**Required work:**
Your answer must be the full listing, reproduced word for word.

-- Given records follows --

Issue #942, opened 2016-08-10
Add RedirectToPostLogoutRedirectUri to OpenIdConnect auth


troydai:
Proposed in PR: https://github.com/aspnet/Security/pull/925

Requires change to the IOpenIdConnectEvent: https://github.com/aspnet/Security/blob/dev/src/Microsoft.AspNetCore.Authentication.OpenIdConnect/Events/IOpenIdConnectEvents.cs.

Tratcher:
Note this is a breaking change to add interface members and cannot be done until 2.0. Consider removing the interface pattern entirely to avoid this limitation in the future.

PR #1446, opened 2017-09-21
Add the SignedOutCallbackRedirect event for OIDC

Tratcher:
#942 Back-filling an event we couldn't add before due to interface breaking change issues. The event interface was removed in 2.0 so we can add the events we were missing.
@PinpointTownes

### DIFF
--- a/src/Microsoft.AspNetCore.Authentication.OpenIdConnect/OpenIdConnectHandler.cs
+++ b/src/Microsoft.AspNetCore.Authentication.OpenIdConnect/OpenIdConnectHandler.cs
@@ -122,6 +122,10 @@ namespace Microsoft.AspNetCore.Authentication.OpenIdConnect
                     Logger.RemoteSignOutSkipped();
                     return false;
                 }
+                if (remoteSignOutContext.Result.Failure != null)
+                {
+                    throw new InvalidOperationException("An error was returned from the RemoteSignOut event.", remoteSignOutContext.Result.Failure);
+                }
             }
 
             if (message == null)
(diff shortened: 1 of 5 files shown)


src/Microsoft.AspNetCore.Authentication.OpenIdConnect/OpenIdConnectHandler.cs
```diff
@@ -273,18 +273,31 @@ public override Task<bool> HandleRequestAsync()
...
         /// </summary>
         /// <returns>A task executing the callback procedure</returns>
-        protected virtual Task<bool> HandleSignOutCallbackAsync()
+        protected async virtual Task<bool> HandleSignOutCallbackAsync()
         {
-            if (Request.Query.TryGetValue(OpenIdConnectParameterNames.State, out StringValues protectedState))
+            Request.Query.TryGetValue(OpenIdConnectParameterNames.State, out StringValues protectedState);
+            var properties = Options.StateDataFormat.Unprotect(protectedState);
+
+            var redirectContext = new SignedOutRedirectContext(Context, Scheme, Options, properties);
```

-- Given records concluded --

**Exercise result:**
Issue #942, opened 2016-08-10
Add RedirectToPostLogoutRedirectUri to OpenIdConnect auth


troydai:
Proposed in PR: https://github.com/aspnet/Security/pull/925

Requires change to the IOpenIdConnectEvent: https://github.com/aspnet/Security/blob/dev/src/Microsoft.AspNetCore.Authentication.OpenIdConnect/Events/IOpenIdConnectEvents.cs.

Tratcher:
Note this is a breaking change to add interface members and cannot be done until 2.0. Consider removing the interface pattern entirely to avoid this limitation in the future.

PR #1446, opened 2017-09-21
Add the SignedOutCallbackRedirect event for OIDC

Tratcher:
#942 Back-filling an event we couldn't add before due to interface breaking change issues. The event interface was removed in 2.0 so we can add the events we were missing.
@PinpointTownes

### DIFF
--- a/src/Microsoft.AspNetCore.Authentication.OpenIdConnect/OpenIdConnectHandler.cs
+++ b/src/Microsoft.AspNetCore.Authentication.OpenIdConnect/OpenIdConnectHandler.cs
@@ -122,6 +122,10 @@ namespace Microsoft.AspNetCore.Authentication.OpenIdConnect
                     Logger.RemoteSignOutSkipped();
                     return false;
                 }
+                if (remoteSignOutContext.Result.Failure != null)
+                {
+                    throw new InvalidOperationException("An error was returned from the RemoteSignOut event.", remoteSignOutContext.Result.Failure);
+                }
             }
 
             if (message == null)
(diff shortened: 1 of 5 files shown)


src/Microsoft.AspNetCore.Authentication.OpenIdConnect/OpenIdConnectHandler.cs
```diff
@@ -273,18 +273,31 @@ public override Task<bool> HandleRequestAsync()
...
         /// </summary>
         /// <returns>A task executing the callback procedure</returns>
-        protected virtual Task<bool> HandleSignOutCallbackAsync()
+        protected async virtual Task<bool> HandleSignOutCallbackAsync()
         {
-            if (Request.Query.TryGetValue(OpenIdConnectParameterNames.State, out StringValues protectedState))
+            Request.Query.TryGetValue(OpenIdConnectParameterNames.State, out StringValues protectedState);
+            var properties = Options.StateDataFormat.Unprotect(protectedState);
+
+            var redirectContext = new SignedOutRedirectContext(Context, Scheme, Options, properties);
```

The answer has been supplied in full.